> [What to do]:
Repeat each entry word for word.
= Beginning of Section =
Issue #387, opened 2019-12-28
Switch Component Improvements


lychyi:
## 🚀 Feature Proposal

After doing a thorough test re-write (#386) of `Switch`, there are some improvements we can make to this component.

- I don't think we need to specify tabIndex={0}, this is the default already.
- We should map a static member Switch.ErrorType.Alert to ErrorType from canvas-kit-react-common. It's kind of a pain to import that also just to use Switch.
- Per some conversations that @NicholasBoll had with a11y in the past, we should probably make the role attribute a configurable prop. Instead of checkbox it could be something like switch.
- We should probably rename the elements SwitchBackground and SwitchCircle to something more semantically correct like SwitchTrack and SwitchThumb.

## Motivation

Our components can always be a bit better 🌞

jaclynjessup:
Closing to address in #1774

PR #442, opened 2020-02-05
test: Add @testing-library/cypress to the project

NicholasBoll:
## Summary

`@testing-library/cypress` is now in a state where we can recommend use in Canvas Kit.

## Checklist

- [x] `yarn test` passes

## Additional References

PR that updated the commands: https://github.com/testing-library/cypress-testing-library/pull/108


cypress/integration/Switch.spec.ts
```diff
@@ -1,7 +1,7 @@
 import * as h from '../helpers';
 
 const getSwitch = () => {
-  return cy.get(`[type="checkbox"]`);
+  return cy.findByRole('checkbox');
```
NicholasBoll: This change isn't strictly necessary, but does demonstrate it is working. I'm not sure `checkbox` is the correct role for this component yet, but I didn't update implementation.

lychyi: Yup, we should be addressing this in #387

PR #443, opened 2020-02-05
ci: Add canary build script on master commit/merge

anicholls:
## Summary

To ensure consumers can test out hot fixes as soon as possible, we would like to introduce Canary builds for each merge to master. This will make every PR available immediately after its merged rather than waiting for our ~2 week release cycle. Hopefully this will also reduce the number of ad hoc releases we need to do.

### Version Format:

Rather than using tags to indicate the version like we do for release (because this would tag every commit on master), we will tie canary builds to commit SHAs using lerna's [`--canary`](https://github.com/lerna/lerna/tree/master/commands/publish#--canary) flag
- The default behavior is `3.3.3-alpha.7+eddbcc7` (where `7` is the index of the commit from the last release (`3.3.2`)). 
- We can configure `alpha` here, but nothing else. I recommend we use `next` instead (e.g. `3.3.3-next.7+eddbcc7`).
- This means we will have 3 different npm [dist-tags](https://docs.npmjs.com/cli/dist-tag): `latest` (latest stable version), `prerelease` (alpha/beta versions), `next` (canary builds)

### DIFF
--- a/.travis.yml
+++ b/.travis.yml
@@ -70,6 +70,7 @@ jobs:
       - yarn chromatic --auto-accept-changes --app-code="dlpro96xybh" # v1
       - yarn chromatic --auto-accept-changes # v2
       - yarn build-storybook
+      - npm config set //registry.npmjs.org/:_authToken=$NPM_PUBLISH_TOKEN && yarn lerna publish --yes --canary --preid next --pre-dist-tag next
     env:
       - CHROMATIC_APP_CODE="m1dh5kc7oj"
     deploy:


NicholasBoll:
Just trying to understand our Travis file.

Pre-release (on `tag` _and_ branch contains "v" + "n.n" or "n.n.n"):
https://github.com/Workday/canvas-kit/blob/58c854f3d6aa638a2c8b70aad0d438b9d5dcec86/.travis.yml#L58-L66

Canary (on commits to `master`):
https://github.com/Workday/canvas-kit/blob/58c854f3d6aa638a2c8b70aad0d438b9d5dcec86/.travis.yml#L68-L82

Do we manually run `learna publish` for "latest"?

anicholls:
@NicholasBoll the default dist-tag is `latest`. 

In the `tag` stage, we use the flag `--pre-dist-tag prerelease`. This means that if the latest unpublished version is a prerelease, use the dist-tag `prerelease`. Otherwise, use the default (`latest`)

In the `master` stage, because we're publishing with `--canary`, every publish will be a prerelease. So when we add ` --pre-dist-tag next`, it means every release published from master merges will use the `next` dist-tag.

Does that clarify it?

.travis.yml
```diff
@@ -70,6 +70,7 @@ jobs:
       - yarn chromatic --auto-accept-changes --app-code="dlpro96xybh" # v1
       - yarn chromatic --auto-accept-changes # v2
       - yarn build-storybook
+      - npm config set //registry.npmjs.org/:_authToken=$NPM_PUBLISH_TOKEN && yarn lerna publish --yes --canary --preid next --pre-dist-tag next
```
anicholls: I guess technically `--dist-tag next` applies to both normal and prerelease versions, so that could be used here instead.

NicholasBoll:
Hushing the bots: https://github.com/Workday/canvas-kit/pull/443#event-3011032004

PR #448, opened 2020-02-06
ci: Force publish all modules for canary builds

anicholls:
## Summary

After struggling to get the version checks to work properly with `lerna publish --canary` and discussing how we'd like to publish canary modules, we've decided to force publish everything rather than only doing canary builds of the modules that have changed since the last release. This PR utilizes the `--force-publish` flag to accomplish this.

### DIFF
--- a/.travis.yml
+++ b/.travis.yml
@@ -17,7 +17,7 @@ cache:
     - ~/.cache
 
 git:
-  depth: 50
+  depth: 3
 
 stages:
 - name: pull_request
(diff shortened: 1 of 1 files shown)


.travis.yml
```diff
@@ -17,7 +17,7 @@ cache:
     - ~/.cache
 
 git:
-  depth: 50
+  depth: 3
```
anicholls: We can reset the git clone depth back to 3 since we're no longer looking at the history to determine which modules need to be published.

PR #453, opened 2020-02-10
chore: Update Storybook to 5.3

### LINKED ISSUE #416: Upgrade to Storybook ^5.3
To fix some Firefox issues for ChromaticQA we'll need to update to the latest version of Storybook. The issue was fixed in an 5.3RC in Storybook.

However, updating this will probably require us to rethink, reconfigure our custom webpack config. Probably for the better...

lychyi:
Fixes #416

## Summary

Update Storybook to ^5.3.x. This fixes a Firefox browser issue with ChromaticQA where a delay in loading fonts triggers visual regressions. Unfortunately we don't have an issue to track but this is what the ChromaticQA team had us do for a fix.

## Checklist

- [ ] `yarn test` passes
      applicable


NicholasBoll:
The CI failure seems to be related to an issue where a type definition file created by a newer version of Typescript fails older versions of the compiler: https://github.com/aws-amplify/amplify-js/issues/4389#issuecomment-557700295

It looks like upgrading to Typescript 3.7+ is how we would fix the issue.

lychyi:
We could upgrade or we could petition Storybook to create declarations using 3.6.x.

Upgrading to 3.7 could possibly put our library consumers in a similar predicament.

This is sort of like Storybook adopting TS 4 without signaling a breaking change. There is a fairly large TS issue about this since a few people have viewed this declaration output change as a breaking change (but only happened from 3.6 to 3.7).

NicholasBoll:
We could open an issue against Storybook. Is there an issue on Typescript? Seems like that type of output change should have been behind a flag.

I'm assuming 3.7 can read output from 3.6.

That's a lesson to all of us... Bumping a shared library a minor version and making use of that feature is a breaking change.

lychyi:
For posterity purposes:

This is the [Storybook issue](https://github.com/storybookjs/storybook/issues/9463).

This is largely due to TypeScript's update to 3.6 to 3.7 where type definitions for getters are generated differently. This is [TS's response](https://github.com/microsoft/TypeScript/issues/33939), saying that it's working as intended.

For a lot of library maintainers and Angular folks who are stuck on `typescript@~3.6.0` the jump from 3.6 to 3.7 was actually a breaking change. And now, since it wasn't signaled that way from TypeScript, it is a pain to do simple things like go from Storybook 5.2 to 5.3.

I'm working on a PR for Storybook, but in the meantime, I'll put a comment on there to see if they know of a quicker fix.

lychyi:
This is getting resolved in Storybook itself. We're close 🤞 

https://github.com/storybookjs/storybook/pull/9847

lychyi:
Someone give me an amen @NicholasBoll

NicholasBoll:
We may want a blurb in our documentation that mentions this issue. Someone using Storybook need to have their version of Storybook synced for our theming to work, right? It doesn't necessarily matter which patch version we require.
= End of Section =
> [Your response]:
Issue #387, opened 2019-12-28
Switch Component Improvements


lychyi:
## 🚀 Feature Proposal

After doing a thorough test re-write (#386) of `Switch`, there are some improvements we can make to this component.

- I don't think we need to specify tabIndex={0}, this is the default already.
- We should map a static member Switch.ErrorType.Alert to ErrorType from canvas-kit-react-common. It's kind of a pain to import that also just to use Switch.
- Per some conversations that @NicholasBoll had with a11y in the past, we should probably make the role attribute a configurable prop. Instead of checkbox it could be something like switch.
- We should probably rename the elements SwitchBackground and SwitchCircle to something more semantically correct like SwitchTrack and SwitchThumb.

## Motivation

Our components can always be a bit better 🌞

jaclynjessup:
Closing to address in #1774

PR #442, opened 2020-02-05
test: Add @testing-library/cypress to the project

NicholasBoll:
## Summary

`@testing-library/cypress` is now in a state where we can recommend use in Canvas Kit.

## Checklist

- [x] `yarn test` passes

## Additional References

PR that updated the commands: https://github.com/testing-library/cypress-testing-library/pull/108


cypress/integration/Switch.spec.ts
```diff
@@ -1,7 +1,7 @@
 import * as h from '../helpers';
 
 const getSwitch = () => {
-  return cy.get(`[type="checkbox"]`);
+  return cy.findByRole('checkbox');
```
NicholasBoll: This change isn't strictly necessary, but does demonstrate it is working. I'm not sure `checkbox` is the correct role for this component yet, but I didn't update implementation.

lychyi: Yup, we should be addressing this in #387

PR #443, opened 2020-02-05
ci: Add canary build script on master commit/merge

anicholls:
## Summary

To ensure consumers can test out hot fixes as soon as possible, we would like to introduce Canary builds for each merge to master. This will make every PR available immediately after its merged rather than waiting for our ~2 week release cycle. Hopefully this will also reduce the number of ad hoc releases we need to do.

### Version Format:

Rather than using tags to indicate the version like we do for release (because this would tag every commit on master), we will tie canary builds to commit SHAs using lerna's [`--canary`](https://github.com/lerna/lerna/tree/master/commands/publish#--canary) flag
- The default behavior is `3.3.3-alpha.7+eddbcc7` (where `7` is the index of the commit from the last release (`3.3.2`)). 
- We can configure `alpha` here, but nothing else. I recommend we use `next` instead (e.g. `3.3.3-next.7+eddbcc7`).
- This means we will have 3 different npm [dist-tags](https://docs.npmjs.com/cli/dist-tag): `latest` (latest stable version), `prerelease` (alpha/beta versions), `next` (canary builds)

### DIFF
--- a/.travis.yml
+++ b/.travis.yml
@@ -70,6 +70,7 @@ jobs:
       - yarn chromatic --auto-accept-changes --app-code="dlpro96xybh" # v1
       - yarn chromatic --auto-accept-changes # v2
       - yarn build-storybook
+      - npm config set //registry.npmjs.org/:_authToken=$NPM_PUBLISH_TOKEN && yarn lerna publish --yes --canary --preid next --pre-dist-tag next
     env:
       - CHROMATIC_APP_CODE="m1dh5kc7oj"
     deploy:


NicholasBoll:
Just trying to understand our Travis file.

Pre-release (on `tag` _and_ branch contains "v" + "n.n" or "n.n.n"):
https://github.com/Workday/canvas-kit/blob/58c854f3d6aa638a2c8b70aad0d438b9d5dcec86/.travis.yml#L58-L66

Canary (on commits to `master`):
https://github.com/Workday/canvas-kit/blob/58c854f3d6aa638a2c8b70aad0d438b9d5dcec86/.travis.yml#L68-L82

Do we manually run `learna publish` for "latest"?

anicholls:
@NicholasBoll the default dist-tag is `latest`. 

In the `tag` stage, we use the flag `--pre-dist-tag prerelease`. This means that if the latest unpublished version is a prerelease, use the dist-tag `prerelease`. Otherwise, use the default (`latest`)

In the `master` stage, because we're publishing with `--canary`, every publish will be a prerelease. So when we add ` --pre-dist-tag next`, it means every release published from master merges will use the `next` dist-tag.

Does that clarify it?

.travis.yml
```diff
@@ -70,6 +70,7 @@ jobs:
       - yarn chromatic --auto-accept-changes --app-code="dlpro96xybh" # v1
       - yarn chromatic --auto-accept-changes # v2
       - yarn build-storybook
+      - npm config set //registry.npmjs.org/:_authToken=$NPM_PUBLISH_TOKEN && yarn lerna publish --yes --canary --preid next --pre-dist-tag next
```
anicholls: I guess technically `--dist-tag next` applies to both normal and prerelease versions, so that could be used here instead.

NicholasBoll:
Hushing the bots: https://github.com/Workday/canvas-kit/pull/443#event-3011032004

PR #448, opened 2020-02-06
ci: Force publish all modules for canary builds

anicholls:
## Summary

After struggling to get the version checks to work properly with `lerna publish --canary` and discussing how we'd like to publish canary modules, we've decided to force publish everything rather than only doing canary builds of the modules that have changed since the last release. This PR utilizes the `--force-publish` flag to accomplish this.

### DIFF
--- a/.travis.yml
+++ b/.travis.yml
@@ -17,7 +17,7 @@ cache:
     - ~/.cache
 
 git:
-  depth: 50
+  depth: 3
 
 stages:
 - name: pull_request
(diff shortened: 1 of 1 files shown)


.travis.yml
```diff
@@ -17,7 +17,7 @@ cache:
     - ~/.cache
 
 git:
-  depth: 50
+  depth: 3
```
anicholls: We can reset the git clone depth back to 3 since we're no longer looking at the history to determine which modules need to be published.

PR #453, opened 2020-02-10
chore: Update Storybook to 5.3

### LINKED ISSUE #416: Upgrade to Storybook ^5.3
To fix some Firefox issues for ChromaticQA we'll need to update to the latest version of Storybook. The issue was fixed in an 5.3RC in Storybook.

However, updating this will probably require us to rethink, reconfigure our custom webpack config. Probably for the better...

lychyi:
Fixes #416

## Summary

Update Storybook to ^5.3.x. This fixes a Firefox browser issue with ChromaticQA where a delay in loading fonts triggers visual regressions. Unfortunately we don't have an issue to track but this is what the ChromaticQA team had us do for a fix.

## Checklist

- [ ] `yarn test` passes
      applicable


NicholasBoll:
The CI failure seems to be related to an issue where a type definition file created by a newer version of Typescript fails older versions of the compiler: https://github.com/aws-amplify/amplify-js/issues/4389#issuecomment-557700295

It looks like upgrading to Typescript 3.7+ is how we would fix the issue.

lychyi:
We could upgrade or we could petition Storybook to create declarations using 3.6.x.

Upgrading to 3.7 could possibly put our library consumers in a similar predicament.

This is sort of like Storybook adopting TS 4 without signaling a breaking change. There is a fairly large TS issue about this since a few people have viewed this declaration output change as a breaking change (but only happened from 3.6 to 3.7).

NicholasBoll:
We could open an issue against Storybook. Is there an issue on Typescript? Seems like that type of output change should have been behind a flag.

I'm assuming 3.7 can read output from 3.6.

That's a lesson to all of us... Bumping a shared library a minor version and making use of that feature is a breaking change.

lychyi:
For posterity purposes:

This is the [Storybook issue](https://github.com/storybookjs/storybook/issues/9463).

This is largely due to TypeScript's update to 3.6 to 3.7 where type definitions for getters are generated differently. This is [TS's response](https://github.com/microsoft/TypeScript/issues/33939), saying that it's working as intended.

For a lot of library maintainers and Angular folks who are stuck on `typescript@~3.6.0` the jump from 3.6 to 3.7 was actually a breaking change. And now, since it wasn't signaled that way from TypeScript, it is a pain to do simple things like go from Storybook 5.2 to 5.3.

I'm working on a PR for Storybook, but in the meantime, I'll put a comment on there to see if they know of a quicker fix.

lychyi:
This is getting resolved in Storybook itself. We're close 🤞 

https://github.com/storybookjs/storybook/pull/9847

lychyi:
Someone give me an amen @NicholasBoll

NicholasBoll:
We may want a blurb in our documentation that mentions this issue. Someone using Storybook need to have their version of Storybook synced for our theming to work, right? It doesn't necessarily matter which patch version we require.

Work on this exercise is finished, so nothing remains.